Danny Glover and author Ta-Nehisi Coates are heading to Capitol Hill next week to testify at a hearing on slavery reparations. The hearing, which will be held by the House Judiciary Subcommittee on the Constitution, Civil Rights and Civil Liberties on June 19, is set to explore the “legacy of the Trans-Atlantic Slave Trade, its continuing impact on the community and the path to restorative justice,” according to NBC News.
Coates broached the issue in The Case for Reparations, a 2014 essay published in The Atlantic, and Glover has long supported reparations. The reparations hearing is the first to be held in the House in over a decade and coincides with Juneteenth, the annual celebration marking the abolition of slavery in the U.S.
Michigan’s former Democratic Rep. John Conyers originally introduced a measure to study reparations in 1989, and reintroduced House Resolution 40 in 2017. The bill “establishes a commission to study and develop reparation proposals for African-Americans to examine slavery and discrimination in the colonies and the United States from 1619 to the present.” The resolution also seeks to “recommend appropriate remedies.”

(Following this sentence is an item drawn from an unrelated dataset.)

PR #87, opened 2021-01-28
Make the spec version of an event immutable

### LINKED ISSUE #65: CloudEventAttributes.specVersion is only used in the constructor
Given how often the spec version of the attributes is used, it makes sense to keep it as a separate field (as it is now), but it must be kept up-to-date.

### LINKED ISSUE #66: Consider making the spec version immutable for any given event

Paying out reparations to the descendants of slaves has been an ongoing topic in the 2020 presidential campaign, though many have fallen short of clearly stating whether they stand for, or against, reparations.
Sen. Corey Booker introduced a bill to study reparations earlier in the year. Sen. Kamala Harris has said that she is open to studying the “effects” of systematic “discrimination and institutional racism” and to “determine what can be done.” Fellow Democratic presidential candidates Sen. Bernie Sanders doesn’t support reparations for slave descendants, while Sen. Elizabeth Warren supports reparations.
Meanwhile, former vice president Joe Biden has been catching heat for opposing reparations and desegregation in 1975 comments that recently resurfaced. “I do not buy the concept, popular in the ‘60s, which said, ‘We have suppressed the black man for 300 years and the white man is now far ahead in the race for everything our society offers. In order to even the score, we must now give the black man a head start, or even hold the white man back, to even the race.’ I don’t buy that,” Biden said at the time. “I don’t feel responsible for the sins of my father and grandfather.”
In February, Democratic presidential candidate and author, Marianne Williamson called for the U.S. to shell out $100 billion for reparations.
Williamson touted the plan as a much needed “moral and spiritual awakening” for America. “Nothing short of that is adequate to fundamentally change the patters of our political dysfunction,” Williamson said.